Reflections on the coproduction process of the experiences of mental health family carers during the COVID-19 pandemic study indicated principles for overcoming power differentials and promoting partnerships between university and community partners. Participants were active coresearchers through the NMHCCF receiving the funding to initiate the project, which placed in their hands the ability to choose partners who they determined would honor and assist elevating their perspectives to instigate policy and service change. If academic partners join without preconceptions and with curiosity, through mutual respect, shared goals and vision, and recognizing the strengths, an authentic partnership is possible. The university academic partners became supporters of the NMHCCF—providing research knowledge, skills, and work time—to enable elevating lived-experience and expertise recognition, making the research more authentic and relevant. The NMHCCF partners reported increased agency and research capability, connections and outcomes for family carers.
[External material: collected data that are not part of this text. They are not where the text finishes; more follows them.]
PR #2332, opened 2025-01-24

peterdj45:
# Description

negating links to the sender's root website when they use a freemail address to deliver invoices

# Associated samples

- https://platform.sublime.security/messages/55cddf15508705ff9cf90500a8abe90f720ed88a40a351a70048c74892de08ce

## Associated hunts

- https://platform.sublime.security/hunts/01949679-c3e7-7f09-b38c-f62bbbbe7f35

### DIFF
--- a/detection-rules/impersonation_quickbooks.yml
+++ b/detection-rules/impersonation_quickbooks.yml
@@ -56,6 +56,12 @@ source: |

The five identified principles enabled the process, which was spoken of as therapeutic, supportive, and relational with resultant ongoing trust, relationships, and future work plans.

Relevance to Clinical Practice

This article identifies participatory principles valued by mental health family carers in generating evidence that is relevant and authentic. These principles can be operationalized by academic researchers to facilitate family engagement through:

Practices that consider governance frameworks that enable lived-experience leadership;

Sharing roles and information to reduce power differentials;

Practitioners and research partners providing technical knowledge and skills to work with people with lived-experience supporting a project to successful completion; and

Working collaboratively so all people's knowledge, ways of working, strengths, and abilities are recognized.

Implications for social work practice include that social workers are well placed to engage in such cocreation of knowledge given the discipline's core values of respect for persons, social justice, importance of human relationships, integrity, and professional identity (Australian Association of Social Workers, 2020; National Association of Social Workers, 2021).